- [Requirement]:
All lines between the start of the listing below and the line containing "[](#Spawner.options_from_form) is a", inclusive, must be repeated exactly.

------------

PR #5012, opened 2025-02-19
add apply_user_options hook

### LINKED ISSUE #4977: Refactor options_from_form interface
### Proposed change

Right now using `options_form` feature or more generally `user_options` requires subclassing the spawner because implementations must override the `start` method. Following [this discourse discussion](https://discourse.jupyter.org/t/more-love-to-spawner-options-form/31126/) I propose to change the Spawner API to have the following:

- Add an `apply_user_options: Union([Callable(), Dict()])` trait to `Spawner`, whose responsibility would be setting Spawner traits given user options. It should also be clearly noted that it should perform sanitization.
- Implement a default `options_from_form`, which would perform minimal parsing of form data.

### Alternative options

- Leave things as is

Hub administrators wishing to use `options_form`.

minrk:
cover more cases with config without need to subclass, and even some simple cases without needing Python functions in config.

New config:

- `Spawner.apply_user_options` - callable or dict of `{option: spawner_attribute}`
- `Spawner.options_from_form` has singleton string values `"passthrough"` (default, unchanged), and `"simple"` for the most common case of turning length-one lists into scalars.

closes #4977

### DIFF
--- a/docs/source/reference/spawners.md
+++ b/docs/source/reference/spawners.md
@@ -199,17 +199,17 @@ formdata = {
 When `formdata` arrives, it is passed through [](#Spawner.options_from_form):
 
 ```python
-spawner.user_options = [await] spawner.options_from_form(formdata[, spawner=spawner])
+spawner.user_options = spawner.options_from_form(formdata, spawner=spawner)
 ```
 
 to create `spawner.user_options`.
 
 [](#Spawner.options_from_form) is a configurable function to turn the HTTP form data into the correct structure for [](#Spawner.user_options).
-`options_from_form` must return a dictionary, and is meant to interpret the lists-of-strings a web form produces into the correct types.
+`options_from_form` must return a dictionary, _may_ be async, and is meant to interpret the lists-of-strings a web form produces into the correct types.
 For example, the `options_from_form` for the above form might look like:
 
 ```python
-def options_from_form(formdata):
+def options_from_form(formdata, spawner=None):
     options = {}
     options['integer'] = int(formdata['integer'][0]) # single integer value
     options['checkbox'] = formdata['checkbox'] == ['on']
--- a/docs/source/reference/spawners.md
+++ b/docs/source/reference/spawners.md
@@ -2,7 +2,7 @@
 
 # Spawners
 
-A [Spawner][] starts each single-user notebook server.
+A [Spawner](#Spawner) starts each single-user notebook server.
 The Spawner represents an abstract interface to a process,
 and a custom Spawner needs to be able to take three actions:
 
@@ -37,7 +37,7 @@ Some examples include:
 
 ### Spawner.start
 
-`Spawner.start` should start a single-user server for a single user.
+[](#Spawner.start) should start a single-user server for a single user.
 Information about the user can be retrieved from `self.user`,
 an object encapsulating the user's name, authentication, and server info.
 
@@ -68,11 +68,11 @@ async def start(self):
 When `Spawner.start` returns, the single-user server process should actually be running,
 not just requested. JupyterHub can handle `Spawner.start` being very slow
 (such as PBS-style batch queues, or instantiating whole AWS instances)
-via relaxing the `Spawner.start_timeout` config value.
+via relaxing the [](#Spawner.start_timeout) config value.
 
 #### Note on IPs and ports
 
-`Spawner.ip` and `Spawner.port` attributes set the _bind_ URL,
+[](#Spawner.ip) and [](#Spawner.port) attributes set the _bind_ URL,
 which the single-user server should listen on
 (passed to the single-user process via the `JUPYTERHUB_SERVICE_URL` environment variable).
 The _return_ value is the IP and port (or full URL) the Hub should _connect to_.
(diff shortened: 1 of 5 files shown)


akhmerov:
I wonder about backwards compatibility with subclasses. If a subclass implements applying options from form in `start`, will it work with the new JH?

minrk:
> If a subclass implements applying options from form in start, will it work with the new JH?

Yes, this should be fully backward-compatible, as the default implementations of these hooks remains the same no-op as before, and `user_option` remains defined when `.start()` is called, so the same Spawner logic will be called (usually none), after any user-configured hooks.

It will be possible to create _new_ configuration that won't work, though.

Spawners  generally must ignore any `user_options` they don't understand, since they can be processed by other code (e.g. `pre_spawn_hook` and the like). So the only situation where there might be any issue is in Spawners that define and process some `user_options` in `.start()` (for example handling `image` handling and `allowed_images` in DockerSpawner) and a user's hooks in the new API set the _same option_. In ~all real cases this should work fine, but if both interpret the same field in user_options to mean something different, then you might get an error or unintended result.

Take the `user_options['image']` option  handing in DockerSpawner, for example. If this option is set, it goes through [check_allowed](https://github.com/jupyterhub/dockerspawner/blob/41edb1f246731286302844b8fb793a3198946d0b/dockerspawner/dockerspawner.py#L1295L1298) before setting `spawner.image`. _If_ a deployment wrote `apply_options` to interpret the same `image` field in a different way:

```python
image_shortcut = {
    "scipy": "quay.io/jupyter/scipy-notebook",
    "base": "quay.io/jupyter/base-notebook",
}

def apply_user_options(spawner, user_options):
    if "image" in user_options and isinstance(user_options["image"], str):
        spawner.image = image_shortcut[user_options["image"]]

c.DockerSpawner.apply_user_options = apply_user_options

------------

- [Answer]:
PR #5012, opened 2025-02-19
add apply_user_options hook

### LINKED ISSUE #4977: Refactor options_from_form interface
### Proposed change

Right now using `options_form` feature or more generally `user_options` requires subclassing the spawner because implementations must override the `start` method. Following [this discourse discussion](https://discourse.jupyter.org/t/more-love-to-spawner-options-form/31126/) I propose to change the Spawner API to have the following:

- Add an `apply_user_options: Union([Callable(), Dict()])` trait to `Spawner`, whose responsibility would be setting Spawner traits given user options. It should also be clearly noted that it should perform sanitization.
- Implement a default `options_from_form`, which would perform minimal parsing of form data.

### Alternative options

- Leave things as is

Hub administrators wishing to use `options_form`.

minrk:
cover more cases with config without need to subclass, and even some simple cases without needing Python functions in config.

New config:

- `Spawner.apply_user_options` - callable or dict of `{option: spawner_attribute}`
- `Spawner.options_from_form` has singleton string values `"passthrough"` (default, unchanged), and `"simple"` for the most common case of turning length-one lists into scalars.

closes #4977

### DIFF
--- a/docs/source/reference/spawners.md
+++ b/docs/source/reference/spawners.md
@@ -199,17 +199,17 @@ formdata = {
 When `formdata` arrives, it is passed through [](#Spawner.options_from_form):
 
 ```python
-spawner.user_options = [await] spawner.options_from_form(formdata[, spawner=spawner])
+spawner.user_options = spawner.options_from_form(formdata, spawner=spawner)
 ```
 
 to create `spawner.user_options`.
 
 [](#Spawner.options_from_form) is a configurable function to turn the HTTP form data into the correct structure for [](#Spawner.user_options).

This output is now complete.